Only an exact retyping of all the entries counts as an answer.

Stored data entries

BEGIN

PR #307, opened 2020-11-24
Expand the audio prefix (First Expansion)

### LINKED ISSUE #277: [Could Have] Add custom swap sounds level-by-level
In 1.92, custom swap systems had a creative outlet by allowing pack developers to make their own sound with the swap. This technically is possible with 2.x's onInput function, but that means you wouldn't be able to have the "Swap Enabled" on the top left and there would be no color to enable for swapping (unless you do it manually with style switching). Perhaps there could be a lua function that can be added to override the programmer swap sound with a custom one in the "Sounds" folder.

Morxemplum:
This PR introduces 6 new Lua functions that all expand the new **a_** prefix that was introduced.

Two of these functions are dedicated to the pitch of the music

1. **a_syncMusicToDM**: Allows pack developers to override the user's preference of whether the music's pitch is synced with the difficulty multiplier. By default, the value is based on the user's preference.

2. **a_setMusicPitch**: Allows pack developers to manually adjust the pitch of the music playing. Due to SFML limitations, this function does not accept negative values.

The other four are asset overriding functions, which allow pack developers to override some of the default sounds with their own custom ones.

1. **a_overrideBeepSound**: Overrides beep.ogg with a level pack sound to the developer's liking.
2. **a_overrideIncrementSound**: Overrides increment.ogg with a level pack sound to the developer's liking.
3. **a_overrideSwapSound**: Overrides swap.ogg with a level pack sound to the developer's liking. Closes #277.
4. **a_overrideDeathSound**: Overrides death.ogg with a level pack sound to the developer's liking.

I'm aware several more audio-related functions can be added later down the line, but these are a few starters.

### DIFF
--- a/include/SSVOpenHexagon/Core/HexagonGame.hpp
+++ b/include/SSVOpenHexagon/Core/HexagonGame.hpp
@@ -474,8 +474,14 @@ public:
 
     [[nodiscard]] float getMusicDMSyncFactor() const
     {
-        return Config::getMusicSpeedDMSync() ? std::pow(difficultyMult, 0.12f)
-                                             : 1.f;
+        return levelStatus.syncMusicToDM ? std::pow(difficultyMult, 0.12f)
+                                         : 1.f;
+    }
+
+    void setMusicPitch(sf::Music* current)
+    {
+        current->setPitch((getMusicDMSyncFactor()) *
+                          Config::getMusicSpeedMult() * levelStatus.musicPitch);
     }
 
     // Input
--- a/include/SSVOpenHexagon/Core/HexagonGame.hpp
+++ b/include/SSVOpenHexagon/Core/HexagonGame.hpp
@@ -478,7 +478,7 @@ public:
                                          : 1.f;
     }
 
-    void setMusicPitch(sf::Music* current)
+    void setMusicPitch(sf::Music& current)
     {
         current->setPitch((getMusicDMSyncFactor()) *
                           Config::getMusicSpeedMult() * levelStatus.musicPitch);
--- a/include/SSVOpenHexagon/Core/HexagonGame.hpp
+++ b/include/SSVOpenHexagon/Core/HexagonGame.hpp
@@ -480,7 +480,7 @@ public:
 
     void setMusicPitch(sf::Music& current)
     {
-        current->setPitch((getMusicDMSyncFactor()) *
+        current.setPitch((getMusicDMSyncFactor()) *
                           Config::getMusicSpeedMult() * levelStatus.musicPitch);
     }
 
--- a/src/SSVOpenHexagon/Core/HGScripting.cpp
+++ b/src/SSVOpenHexagon/Core/HGScripting.cpp
@@ -247,6 +247,32 @@ void HexagonGame::initLua_AudioControl()
         .doc(
             "Dives into the `Sounds` folder of the current level pack and "
             "plays the specified file `$0`.");
+
+    addLuaFn("a_syncMusicToDM", //
+        [this](bool value) {
+            levelStatus.syncMusicToDM = value;
+
+            auto* current(assets.getMusicPlayer().getCurrent());
+            setMusicPitch(current);
+        })
+        .arg("value")
+        .doc(
+            "This function, when called, overrides the user's preference of "
+            "adjusting the music's pitch to the difficulty multiplier. Useful "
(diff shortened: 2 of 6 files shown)


include/SSVOpenHexagon/Core/HexagonGame.hpp
```diff
@@ -474,8 +474,14 @@ class HexagonGame
 
     [[nodiscard]] float getMusicDMSyncFactor() const
     {
-        return Config::getMusicSpeedDMSync() ? std::pow(difficultyMult, 0.12f)
-                                             : 1.f;
+        return levelStatus.syncMusicToDM ? std::pow(difficultyMult, 0.12f)
+                                         : 1.f;
+    }
+
+    void setMusicPitch(sf::Music* current)
```
SuperV1234, line 481: If you are expecting `current` to never be `nullptr`, it is recommended to accept it by reference to avoid introducing the extra null state in the type system:

```suggestion
    void setMusicPitch(sf::Music& current)
```

include/SSVOpenHexagon/Core/HexagonGame.hpp
```diff
@@ -474,8 +474,14 @@ class HexagonGame
...
+    {
+        current->setPitch((getMusicDMSyncFactor()) *
+                          Config::getMusicSpeedMult() * levelStatus.musicPitch);
```
SuperV1234, line 484:
```suggestion
        current.setPitch((getMusicDMSyncFactor()) *
                          Config::getMusicSpeedMult() * levelStatus.musicPitch);
```

src/SSVOpenHexagon/Core/HGScripting.cpp
```diff
@@ -247,6 +247,74 @@ void HexagonGame::initLua_AudioControl()
         .doc(
             "Dives into the `Sounds` folder of the current level pack and "
             "plays the specified file `$0`.");
+
+    addLuaFn("a_syncMusicToDM", //
+        [this](bool value) {
+            levelStatus.syncMusicToDM = value;
+
+            auto* current(assets.getMusicPlayer().getCurrent());
+            setMusicPitch(current);
```
SuperV1234, line 256: Not sure if this can happen, but let's protect against undefined behavior:

```suggestion
            sf::Music* current(assets.getMusicPlayer().getCurrent());
            if (current == nullptr)
            {
                return:
            }
            
            setMusicPitch(*current);
```

SuperV1234, line 256: Shouldn't this change `levelStatus.syncMusicToDM` instead of calling `setMusicPitch`?

src/SSVOpenHexagon/Core/HGScripting.cpp
```diff
@@ -247,6 +247,74 @@ void HexagonGame::initLua_AudioControl()
...
+            "This function, when called, overrides the user's preference of "
+            "adjusting the music's pitch to the difficulty multiplier. Useful "
+            "for levels that rely on the music to time events.");
+
+    addLuaFn("a_setMusicPitch", //
+        [this](float mPitch) {
+            levelStatus.musicPitch = mPitch;
+
+            auto* current(assets.getMusicPlayer().getCurrent());
+            setMusicPitch(current);
```
SuperV1234, line 269: Ditto:

```suggestion
            sf::Music* current(assets.getMusicPlayer().getCurrent());
            if (current == nullptr)
            {
                return:
            }
```

SuperV1234 (changes requested):
I think there's a bug, and a few possible improvements. Also, regarding the four overriding functions -- have you tested them? I am not sure what the path should look like, and I don't think it's going to work this way.

If you call `a_overrideBeepSound("beep.ogg")`, it will look into `./Assets/ right? I would like it if we could look into the pack folder as well. Maybe introduce some sort of magic variable like:

```cpp
a_overrideBeepSound("${PACK_FOLDER}/mysound.ogg")
```

?

include/SSVOpenHexagon/Core/HexagonGame.hpp
Morxemplum: Ah, I see. This was the original case of how the auto was defined in a code block, and I guess this was a mistake in the code originally. I'll commit to your suggestion.

SuperV1234 (approved):
LGTM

END

Completed exercise
PR #307, opened 2020-11-24
Expand the audio prefix (First Expansion)

### LINKED ISSUE #277: [Could Have] Add custom swap sounds level-by-level
In 1.92, custom swap systems had a creative outlet by allowing pack developers to make their own sound with the swap. This technically is possible with 2.x's onInput function, but that means you wouldn't be able to have the "Swap Enabled" on the top left and there would be no color to enable for swapping (unless you do it manually with style switching). Perhaps there could be a lua function that can be added to override the programmer swap sound with a custom one in the "Sounds" folder.

Morxemplum:
This PR introduces 6 new Lua functions that all expand the new **a_** prefix that was introduced.

Two of these functions are dedicated to the pitch of the music

1. **a_syncMusicToDM**: Allows pack developers to override the user's preference of whether the music's pitch is synced with the difficulty multiplier. By default, the value is based on the user's preference.

2. **a_setMusicPitch**: Allows pack developers to manually adjust the pitch of the music playing. Due to SFML limitations, this function does not accept negative values.

The other four are asset overriding functions, which allow pack developers to override some of the default sounds with their own custom ones.

1. **a_overrideBeepSound**: Overrides beep.ogg with a level pack sound to the developer's liking.
2. **a_overrideIncrementSound**: Overrides increment.ogg with a level pack sound to the developer's liking.
3. **a_overrideSwapSound**: Overrides swap.ogg with a level pack sound to the developer's liking. Closes #277.
4. **a_overrideDeathSound**: Overrides death.ogg with a level pack sound to the developer's liking.

I'm aware several more audio-related functions can be added later down the line, but these are a few starters.

### DIFF
--- a/include/SSVOpenHexagon/Core/HexagonGame.hpp
+++ b/include/SSVOpenHexagon/Core/HexagonGame.hpp
@@ -474,8 +474,14 @@ public:
 
     [[nodiscard]] float getMusicDMSyncFactor() const
     {
-        return Config::getMusicSpeedDMSync() ? std::pow(difficultyMult, 0.12f)
-                                             : 1.f;
+        return levelStatus.syncMusicToDM ? std::pow(difficultyMult, 0.12f)
+                                         : 1.f;
+    }
+
+    void setMusicPitch(sf::Music* current)
+    {
+        current->setPitch((getMusicDMSyncFactor()) *
+                          Config::getMusicSpeedMult() * levelStatus.musicPitch);
     }
 
     // Input
--- a/include/SSVOpenHexagon/Core/HexagonGame.hpp
+++ b/include/SSVOpenHexagon/Core/HexagonGame.hpp
@@ -478,7 +478,7 @@ public:
                                          : 1.f;
     }
 
-    void setMusicPitch(sf::Music* current)
+    void setMusicPitch(sf::Music& current)
     {
         current->setPitch((getMusicDMSyncFactor()) *
                           Config::getMusicSpeedMult() * levelStatus.musicPitch);
--- a/include/SSVOpenHexagon/Core/HexagonGame.hpp
+++ b/include/SSVOpenHexagon/Core/HexagonGame.hpp
@@ -480,7 +480,7 @@ public:
 
     void setMusicPitch(sf::Music& current)
     {
-        current->setPitch((getMusicDMSyncFactor()) *
+        current.setPitch((getMusicDMSyncFactor()) *
                           Config::getMusicSpeedMult() * levelStatus.musicPitch);
     }
 
--- a/src/SSVOpenHexagon/Core/HGScripting.cpp
+++ b/src/SSVOpenHexagon/Core/HGScripting.cpp
@@ -247,6 +247,32 @@ void HexagonGame::initLua_AudioControl()
         .doc(
             "Dives into the `Sounds` folder of the current level pack and "
             "plays the specified file `$0`.");
+
+    addLuaFn("a_syncMusicToDM", //
+        [this](bool value) {
+            levelStatus.syncMusicToDM = value;
+
+            auto* current(assets.getMusicPlayer().getCurrent());
+            setMusicPitch(current);
+        })
+        .arg("value")
+        .doc(
+            "This function, when called, overrides the user's preference of "
+            "adjusting the music's pitch to the difficulty multiplier. Useful "
(diff shortened: 2 of 6 files shown)


include/SSVOpenHexagon/Core/HexagonGame.hpp
```diff
@@ -474,8 +474,14 @@ class HexagonGame
 
     [[nodiscard]] float getMusicDMSyncFactor() const
     {
-        return Config::getMusicSpeedDMSync() ? std::pow(difficultyMult, 0.12f)
-                                             : 1.f;
+        return levelStatus.syncMusicToDM ? std::pow(difficultyMult, 0.12f)
+                                         : 1.f;
+    }
+
+    void setMusicPitch(sf::Music* current)
```
SuperV1234, line 481: If you are expecting `current` to never be `nullptr`, it is recommended to accept it by reference to avoid introducing the extra null state in the type system:

```suggestion
    void setMusicPitch(sf::Music& current)
```

include/SSVOpenHexagon/Core/HexagonGame.hpp
```diff
@@ -474,8 +474,14 @@ class HexagonGame
...
+    {
+        current->setPitch((getMusicDMSyncFactor()) *
+                          Config::getMusicSpeedMult() * levelStatus.musicPitch);
```
SuperV1234, line 484:
```suggestion
        current.setPitch((getMusicDMSyncFactor()) *
                          Config::getMusicSpeedMult() * levelStatus.musicPitch);
```

src/SSVOpenHexagon/Core/HGScripting.cpp
```diff
@@ -247,6 +247,74 @@ void HexagonGame::initLua_AudioControl()
         .doc(
             "Dives into the `Sounds` folder of the current level pack and "
             "plays the specified file `$0`.");
+
+    addLuaFn("a_syncMusicToDM", //
+        [this](bool value) {
+            levelStatus.syncMusicToDM = value;
+
+            auto* current(assets.getMusicPlayer().getCurrent());
+            setMusicPitch(current);
```
SuperV1234, line 256: Not sure if this can happen, but let's protect against undefined behavior:

```suggestion
            sf::Music* current(assets.getMusicPlayer().getCurrent());
            if (current == nullptr)
            {
                return:
            }
            
            setMusicPitch(*current);
```

SuperV1234, line 256: Shouldn't this change `levelStatus.syncMusicToDM` instead of calling `setMusicPitch`?

src/SSVOpenHexagon/Core/HGScripting.cpp
```diff
@@ -247,6 +247,74 @@ void HexagonGame::initLua_AudioControl()
...
+            "This function, when called, overrides the user's preference of "
+            "adjusting the music's pitch to the difficulty multiplier. Useful "
+            "for levels that rely on the music to time events.");
+
+    addLuaFn("a_setMusicPitch", //
+        [this](float mPitch) {
+            levelStatus.musicPitch = mPitch;
+
+            auto* current(assets.getMusicPlayer().getCurrent());
+            setMusicPitch(current);
```
SuperV1234, line 269: Ditto:

```suggestion
            sf::Music* current(assets.getMusicPlayer().getCurrent());
            if (current == nullptr)
            {
                return:
            }
```

SuperV1234 (changes requested):
I think there's a bug, and a few possible improvements. Also, regarding the four overriding functions -- have you tested them? I am not sure what the path should look like, and I don't think it's going to work this way.

If you call `a_overrideBeepSound("beep.ogg")`, it will look into `./Assets/ right? I would like it if we could look into the pack folder as well. Maybe introduce some sort of magic variable like:

```cpp
a_overrideBeepSound("${PACK_FOLDER}/mysound.ogg")
```

?

include/SSVOpenHexagon/Core/HexagonGame.hpp
Morxemplum: Ah, I see. This was the original case of how the auto was defined in a code block, and I guess this was a mistake in the code originally. I'll commit to your suggestion.

SuperV1234 (approved):
LGTM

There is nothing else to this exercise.